**Work order:** Word for word, reproduce each of the entries.

**Data extracts:**
PR #145, opened 2021-12-03
[QUEUE] Support partial batch failure

t-richard:
Support for `functionResponseTypes` in Serverless framework was added in https://github.com/serverless/serverless/pull/10297

Because Lift registers the SQS event mapping automatically, we need to expose this option too.

As we try to be focused on use-case instead of matching the AWS naming, I went with a boolean `partialBatchFailure` config option (see the docs for usage). No hard opinion on this name, feel free to suggest something else.

- [x] Tests
- [x] Documentation

### DIFF
--- a/.github/workflows/ci.yml
+++ b/.github/workflows/ci.yml
@@ -19,7 +19,7 @@ jobs:
                     - 14
                     - 16
                 serverless:
-                    - "2.67.0"
+                    - "2.36.0"
                     - latest
         steps:
             - uses: actions/checkout@v2
--- a/.github/workflows/ci.yml
+++ b/.github/workflows/ci.yml
@@ -19,7 +19,7 @@ jobs:
                     - 14
                     - 16
                 serverless:
-                    - "2.36.0"
+                    - "2.67.0"
                     - latest
         steps:
             - uses: actions/checkout@v2
--- a/docs/queue.md
+++ b/docs/queue.md
@@ -45,6 +45,7 @@ Lift constructs are production-ready:
 - Failed messages in the dead letter queue are stored for 14 days (the maximum) to give developers time to deal with them
 - The SQS "Visibility Timeout" setting is configured per AWS recommendations ([more details](#retry-delay))
 - Batch processing is disabled by default ([configurable](#batch-size)): errors need to be handled properly using [partial batch failures](#partial-batch-failures)
+- The event mapping is configured with `ReportBatchItemFailures` enabled by default for [partial batch failures](#partial-batch-failures) to work out of the box
 
 ## Example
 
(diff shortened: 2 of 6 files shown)


fredericbarthelet:
Hey @t-richard, thanks for your contribution !
After discussing it with @mnapoli, we'd like to suggest the following :

- There currently is a significant amount of developers using Lift with serverless framework version lower than 2.67. Introducing such requirement to migrate up to v2.67 would require a lot of people to manually upgrade framework version (the framework is listed as peer dependency, the behavior of updating depends on npm version).
- There is no downside in using `ReportBatchItemFailures` for the event source mapping by default. People not using this feature can continue to use the same code base in their lambda to process items before the feature was implemented

Considering the above, would you be open to update your PR with the following recommendations:

- Keep minimum serverless framework version at 2.36.0
- Remove the `partialBatchFailure` option of the Queue construct
- Always set `responseType` to `ReportBatchItemFailures` in the construct for the lambda configuration input
- Update Queue documentation to state that event source mapping will always declare `ReportBatchItemFailures` configuration
- Add a warning in the Queue documentation to state that partial batch failure only works if serverless framework version is higher than 2.67

WDYT ?

t-richard:
@fredericbarthelet thanks for the feedback.

I agree that would be ideal that's what I first thought about.

> There is no downside in using ReportBatchItemFailures for the event source mapping by default. People not using this feature can continue to use the same code base in their lambda to process items before the feature was implemented

What made me doubt about this is [that part of the AWS documentation](https://docs.aws.amazon.com/lambda/latest/dg/with-sqs.html#services-sqs-batchfailurereporting), especially the first bullet point. 

> Lambda treats a batch as a complete failure if your function returns any of the following:
> 
> * An invalid JSON response
> * An empty string itemIdentifier
> * A null itemIdentifier
> * An itemIdentifier with a bad key name
> * An itemIdentifier value with a message ID that doesn't exist

We don't have control over what is done in the handler in userland so if they are returning something in their handler, it might fail messages for unexpected reasons.

We are probably talking about edge-cases here but I think it's worth dicussing. 

If you're OK with this, I'll happily update the PR :slightly_smiling_face:

mnapoli:
> We don't have control over what is done in the handler in userland so if they are returning something in their handler, it might fail messages for unexpected reasons.

That's a good point. But personally I think this is an acceptable compromise: before the new feature, returning anything from SQS handlers would make no sense. So 99% of the cases would work correctly:

image

t-richard:
Updated following the discussion above :slightly_smiling_face:

t-richard:
Fixed the tests. 

I'm no TypeScript pro so not sure if my solution is the correct one. I couldn't make it work to properly type `version` in the type definition.

mnapoli:
Thanks!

**Your solution:**
PR #145, opened 2021-12-03
[QUEUE] Support partial batch failure

t-richard:
Support for `functionResponseTypes` in Serverless framework was added in https://github.com/serverless/serverless/pull/10297

Because Lift registers the SQS event mapping automatically, we need to expose this option too.

As we try to be focused on use-case instead of matching the AWS naming, I went with a boolean `partialBatchFailure` config option (see the docs for usage). No hard opinion on this name, feel free to suggest something else.

- [x] Tests
- [x] Documentation

### DIFF
--- a/.github/workflows/ci.yml
+++ b/.github/workflows/ci.yml
@@ -19,7 +19,7 @@ jobs:
                     - 14
                     - 16
                 serverless:
-                    - "2.67.0"
+                    - "2.36.0"
                     - latest
         steps:
             - uses: actions/checkout@v2
--- a/.github/workflows/ci.yml
+++ b/.github/workflows/ci.yml
@@ -19,7 +19,7 @@ jobs:
                     - 14
                     - 16
                 serverless:
-                    - "2.36.0"
+                    - "2.67.0"
                     - latest
         steps:
             - uses: actions/checkout@v2
--- a/docs/queue.md
+++ b/docs/queue.md
@@ -45,6 +45,7 @@ Lift constructs are production-ready:
 - Failed messages in the dead letter queue are stored for 14 days (the maximum) to give developers time to deal with them
 - The SQS "Visibility Timeout" setting is configured per AWS recommendations ([more details](#retry-delay))
 - Batch processing is disabled by default ([configurable](#batch-size)): errors need to be handled properly using [partial batch failures](#partial-batch-failures)
+- The event mapping is configured with `ReportBatchItemFailures` enabled by default for [partial batch failures](#partial-batch-failures) to work out of the box
 
 ## Example
 
(diff shortened: 2 of 6 files shown)


fredericbarthelet:
Hey @t-richard, thanks for your contribution !
After discussing it with @mnapoli, we'd like to suggest the following :

- There currently is a significant amount of developers using Lift with serverless framework version lower than 2.67. Introducing such requirement to migrate up to v2.67 would require a lot of people to manually upgrade framework version (the framework is listed as peer dependency, the behavior of updating depends on npm version).
- There is no downside in using `ReportBatchItemFailures` for the event source mapping by default. People not using this feature can continue to use the same code base in their lambda to process items before the feature was implemented

Considering the above, would you be open to update your PR with the following recommendations:

- Keep minimum serverless framework version at 2.36.0
- Remove the `partialBatchFailure` option of the Queue construct
- Always set `responseType` to `ReportBatchItemFailures` in the construct for the lambda configuration input
- Update Queue documentation to state that event source mapping will always declare `ReportBatchItemFailures` configuration
- Add a warning in the Queue documentation to state that partial batch failure only works if serverless framework version is higher than 2.67

WDYT ?

t-richard:
@fredericbarthelet thanks for the feedback.

I agree that would be ideal that's what I first thought about.

> There is no downside in using ReportBatchItemFailures for the event source mapping by default. People not using this feature can continue to use the same code base in their lambda to process items before the feature was implemented

What made me doubt about this is [that part of the AWS documentation](https://docs.aws.amazon.com/lambda/latest/dg/with-sqs.html#services-sqs-batchfailurereporting), especially the first bullet point. 

> Lambda treats a batch as a complete failure if your function returns any of the following:
> 
> * An invalid JSON response
> * An empty string itemIdentifier
> * A null itemIdentifier
> * An itemIdentifier with a bad key name
> * An itemIdentifier value with a message ID that doesn't exist

We don't have control over what is done in the handler in userland so if they are returning something in their handler, it might fail messages for unexpected reasons.

We are probably talking about edge-cases here but I think it's worth dicussing. 

If you're OK with this, I'll happily update the PR :slightly_smiling_face:

mnapoli:
> We don't have control over what is done in the handler in userland so if they are returning something in their handler, it might fail messages for unexpected reasons.

That's a good point. But personally I think this is an acceptable compromise: before the new feature, returning anything from SQS handlers would make no sense. So 99% of the cases would work correctly:

image

t-richard:
Updated following the discussion above :slightly_smiling_face:

t-richard:
Fixed the tests. 

I'm no TypeScript pro so not sure if my solution is the correct one. I couldn't make it work to properly type `version` in the type definition.

mnapoli:
Thanks!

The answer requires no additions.